_To do_
What is needed is a word-for-word restatement of all the entries.

_Data to process_
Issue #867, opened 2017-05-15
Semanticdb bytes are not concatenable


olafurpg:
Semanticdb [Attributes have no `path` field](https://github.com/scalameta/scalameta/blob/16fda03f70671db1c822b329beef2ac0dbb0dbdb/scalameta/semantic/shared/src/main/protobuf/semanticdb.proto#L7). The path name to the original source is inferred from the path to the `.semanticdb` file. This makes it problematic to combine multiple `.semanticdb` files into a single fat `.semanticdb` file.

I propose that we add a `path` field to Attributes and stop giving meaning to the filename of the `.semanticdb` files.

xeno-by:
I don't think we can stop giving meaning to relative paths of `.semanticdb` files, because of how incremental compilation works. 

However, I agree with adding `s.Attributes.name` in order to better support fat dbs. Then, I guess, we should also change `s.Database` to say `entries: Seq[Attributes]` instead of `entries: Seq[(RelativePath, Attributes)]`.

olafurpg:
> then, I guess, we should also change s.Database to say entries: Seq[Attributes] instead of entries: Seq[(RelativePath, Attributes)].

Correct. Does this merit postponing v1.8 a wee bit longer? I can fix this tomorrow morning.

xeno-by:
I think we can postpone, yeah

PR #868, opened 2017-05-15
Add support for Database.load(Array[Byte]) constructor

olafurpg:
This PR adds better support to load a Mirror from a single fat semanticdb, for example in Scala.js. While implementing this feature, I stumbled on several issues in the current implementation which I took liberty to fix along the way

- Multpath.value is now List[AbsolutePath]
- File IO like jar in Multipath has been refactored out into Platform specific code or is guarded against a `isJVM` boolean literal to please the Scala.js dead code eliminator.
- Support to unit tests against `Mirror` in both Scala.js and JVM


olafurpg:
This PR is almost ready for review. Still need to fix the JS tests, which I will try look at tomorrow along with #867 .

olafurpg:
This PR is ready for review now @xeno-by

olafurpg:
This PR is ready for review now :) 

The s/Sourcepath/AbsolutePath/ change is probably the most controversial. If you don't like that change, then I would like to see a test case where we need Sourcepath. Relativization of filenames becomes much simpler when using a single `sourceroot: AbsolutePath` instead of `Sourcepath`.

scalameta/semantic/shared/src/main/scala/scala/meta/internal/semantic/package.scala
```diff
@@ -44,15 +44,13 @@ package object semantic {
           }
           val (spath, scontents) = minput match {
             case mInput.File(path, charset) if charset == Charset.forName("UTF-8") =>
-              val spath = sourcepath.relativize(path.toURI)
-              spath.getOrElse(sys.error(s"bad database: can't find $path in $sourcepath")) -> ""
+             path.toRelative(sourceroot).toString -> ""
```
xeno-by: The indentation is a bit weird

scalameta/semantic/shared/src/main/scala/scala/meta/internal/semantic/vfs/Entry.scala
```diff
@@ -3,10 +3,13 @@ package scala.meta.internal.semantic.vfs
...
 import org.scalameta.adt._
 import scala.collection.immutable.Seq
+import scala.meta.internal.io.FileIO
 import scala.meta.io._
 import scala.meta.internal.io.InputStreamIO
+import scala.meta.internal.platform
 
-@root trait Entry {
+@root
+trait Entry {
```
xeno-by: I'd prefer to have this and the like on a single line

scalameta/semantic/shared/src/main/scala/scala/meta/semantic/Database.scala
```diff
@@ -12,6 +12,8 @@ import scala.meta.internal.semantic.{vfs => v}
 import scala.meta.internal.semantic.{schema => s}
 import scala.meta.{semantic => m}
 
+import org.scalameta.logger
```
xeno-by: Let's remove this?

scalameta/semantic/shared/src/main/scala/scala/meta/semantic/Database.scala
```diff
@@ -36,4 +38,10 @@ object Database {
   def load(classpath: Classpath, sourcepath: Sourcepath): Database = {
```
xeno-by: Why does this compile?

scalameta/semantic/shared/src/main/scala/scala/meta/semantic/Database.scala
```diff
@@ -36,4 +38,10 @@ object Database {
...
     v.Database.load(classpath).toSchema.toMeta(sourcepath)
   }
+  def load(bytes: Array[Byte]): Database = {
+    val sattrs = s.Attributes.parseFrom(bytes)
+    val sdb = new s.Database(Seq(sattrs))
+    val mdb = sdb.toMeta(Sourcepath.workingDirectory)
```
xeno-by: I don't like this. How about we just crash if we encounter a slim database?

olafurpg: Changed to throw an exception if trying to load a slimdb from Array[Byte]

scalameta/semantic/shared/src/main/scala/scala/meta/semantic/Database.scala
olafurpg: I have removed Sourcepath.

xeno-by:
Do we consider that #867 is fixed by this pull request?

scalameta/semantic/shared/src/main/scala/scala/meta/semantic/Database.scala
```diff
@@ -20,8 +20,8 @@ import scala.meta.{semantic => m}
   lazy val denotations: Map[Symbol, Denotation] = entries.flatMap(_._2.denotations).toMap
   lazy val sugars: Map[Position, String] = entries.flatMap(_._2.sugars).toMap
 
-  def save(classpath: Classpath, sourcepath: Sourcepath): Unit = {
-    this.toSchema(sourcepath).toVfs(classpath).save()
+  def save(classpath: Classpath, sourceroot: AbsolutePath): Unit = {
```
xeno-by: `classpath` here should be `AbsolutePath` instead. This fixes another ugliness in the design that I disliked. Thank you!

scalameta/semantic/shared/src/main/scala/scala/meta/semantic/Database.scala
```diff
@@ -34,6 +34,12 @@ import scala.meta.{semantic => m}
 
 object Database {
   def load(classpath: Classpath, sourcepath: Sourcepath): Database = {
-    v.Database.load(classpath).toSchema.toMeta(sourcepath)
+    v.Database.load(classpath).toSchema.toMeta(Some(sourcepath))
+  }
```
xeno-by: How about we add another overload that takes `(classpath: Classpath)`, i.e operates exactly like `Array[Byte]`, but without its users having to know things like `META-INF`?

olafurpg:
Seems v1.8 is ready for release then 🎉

_Response to this task_
Issue #867, opened 2017-05-15
Semanticdb bytes are not concatenable


olafurpg:
Semanticdb [Attributes have no `path` field](https://github.com/scalameta/scalameta/blob/16fda03f70671db1c822b329beef2ac0dbb0dbdb/scalameta/semantic/shared/src/main/protobuf/semanticdb.proto#L7). The path name to the original source is inferred from the path to the `.semanticdb` file. This makes it problematic to combine multiple `.semanticdb` files into a single fat `.semanticdb` file.

I propose that we add a `path` field to Attributes and stop giving meaning to the filename of the `.semanticdb` files.

xeno-by:
I don't think we can stop giving meaning to relative paths of `.semanticdb` files, because of how incremental compilation works. 

However, I agree with adding `s.Attributes.name` in order to better support fat dbs. Then, I guess, we should also change `s.Database` to say `entries: Seq[Attributes]` instead of `entries: Seq[(RelativePath, Attributes)]`.

olafurpg:
> then, I guess, we should also change s.Database to say entries: Seq[Attributes] instead of entries: Seq[(RelativePath, Attributes)].

Correct. Does this merit postponing v1.8 a wee bit longer? I can fix this tomorrow morning.

xeno-by:
I think we can postpone, yeah

PR #868, opened 2017-05-15
Add support for Database.load(Array[Byte]) constructor

olafurpg:
This PR adds better support to load a Mirror from a single fat semanticdb, for example in Scala.js. While implementing this feature, I stumbled on several issues in the current implementation which I took liberty to fix along the way

- Multpath.value is now List[AbsolutePath]
- File IO like jar in Multipath has been refactored out into Platform specific code or is guarded against a `isJVM` boolean literal to please the Scala.js dead code eliminator.
- Support to unit tests against `Mirror` in both Scala.js and JVM


olafurpg:
This PR is almost ready for review. Still need to fix the JS tests, which I will try look at tomorrow along with #867 .

olafurpg:
This PR is ready for review now @xeno-by

olafurpg:
This PR is ready for review now :) 

The s/Sourcepath/AbsolutePath/ change is probably the most controversial. If you don't like that change, then I would like to see a test case where we need Sourcepath. Relativization of filenames becomes much simpler when using a single `sourceroot: AbsolutePath` instead of `Sourcepath`.

scalameta/semantic/shared/src/main/scala/scala/meta/internal/semantic/package.scala
```diff
@@ -44,15 +44,13 @@ package object semantic {
           }
           val (spath, scontents) = minput match {
             case mInput.File(path, charset) if charset == Charset.forName("UTF-8") =>
-              val spath = sourcepath.relativize(path.toURI)
-              spath.getOrElse(sys.error(s"bad database: can't find $path in $sourcepath")) -> ""
+             path.toRelative(sourceroot).toString -> ""
```
xeno-by: The indentation is a bit weird

scalameta/semantic/shared/src/main/scala/scala/meta/internal/semantic/vfs/Entry.scala
```diff
@@ -3,10 +3,13 @@ package scala.meta.internal.semantic.vfs
...
 import org.scalameta.adt._
 import scala.collection.immutable.Seq
+import scala.meta.internal.io.FileIO
 import scala.meta.io._
 import scala.meta.internal.io.InputStreamIO
+import scala.meta.internal.platform
 
-@root trait Entry {
+@root
+trait Entry {
```
xeno-by: I'd prefer to have this and the like on a single line

scalameta/semantic/shared/src/main/scala/scala/meta/semantic/Database.scala
```diff
@@ -12,6 +12,8 @@ import scala.meta.internal.semantic.{vfs => v}
 import scala.meta.internal.semantic.{schema => s}
 import scala.meta.{semantic => m}
 
+import org.scalameta.logger
```
xeno-by: Let's remove this?

scalameta/semantic/shared/src/main/scala/scala/meta/semantic/Database.scala
```diff
@@ -36,4 +38,10 @@ object Database {
   def load(classpath: Classpath, sourcepath: Sourcepath): Database = {
```
xeno-by: Why does this compile?

scalameta/semantic/shared/src/main/scala/scala/meta/semantic/Database.scala
```diff
@@ -36,4 +38,10 @@ object Database {
...
     v.Database.load(classpath).toSchema.toMeta(sourcepath)
   }
+  def load(bytes: Array[Byte]): Database = {
+    val sattrs = s.Attributes.parseFrom(bytes)
+    val sdb = new s.Database(Seq(sattrs))
+    val mdb = sdb.toMeta(Sourcepath.workingDirectory)
```
xeno-by: I don't like this. How about we just crash if we encounter a slim database?

olafurpg: Changed to throw an exception if trying to load a slimdb from Array[Byte]

scalameta/semantic/shared/src/main/scala/scala/meta/semantic/Database.scala
olafurpg: I have removed Sourcepath.

xeno-by:
Do we consider that #867 is fixed by this pull request?

scalameta/semantic/shared/src/main/scala/scala/meta/semantic/Database.scala
```diff
@@ -20,8 +20,8 @@ import scala.meta.{semantic => m}
   lazy val denotations: Map[Symbol, Denotation] = entries.flatMap(_._2.denotations).toMap
   lazy val sugars: Map[Position, String] = entries.flatMap(_._2.sugars).toMap
 
-  def save(classpath: Classpath, sourcepath: Sourcepath): Unit = {
-    this.toSchema(sourcepath).toVfs(classpath).save()
+  def save(classpath: Classpath, sourceroot: AbsolutePath): Unit = {
```
xeno-by: `classpath` here should be `AbsolutePath` instead. This fixes another ugliness in the design that I disliked. Thank you!

scalameta/semantic/shared/src/main/scala/scala/meta/semantic/Database.scala
```diff
@@ -34,6 +34,12 @@ import scala.meta.{semantic => m}
 
 object Database {
   def load(classpath: Classpath, sourcepath: Sourcepath): Database = {
-    v.Database.load(classpath).toSchema.toMeta(sourcepath)
+    v.Database.load(classpath).toSchema.toMeta(Some(sourcepath))
+  }
```
xeno-by: How about we add another overload that takes `(classpath: Classpath)`, i.e operates exactly like `Array[Byte]`, but without its users having to know things like `META-INF`?

olafurpg:
Seems v1.8 is ready for release then 🎉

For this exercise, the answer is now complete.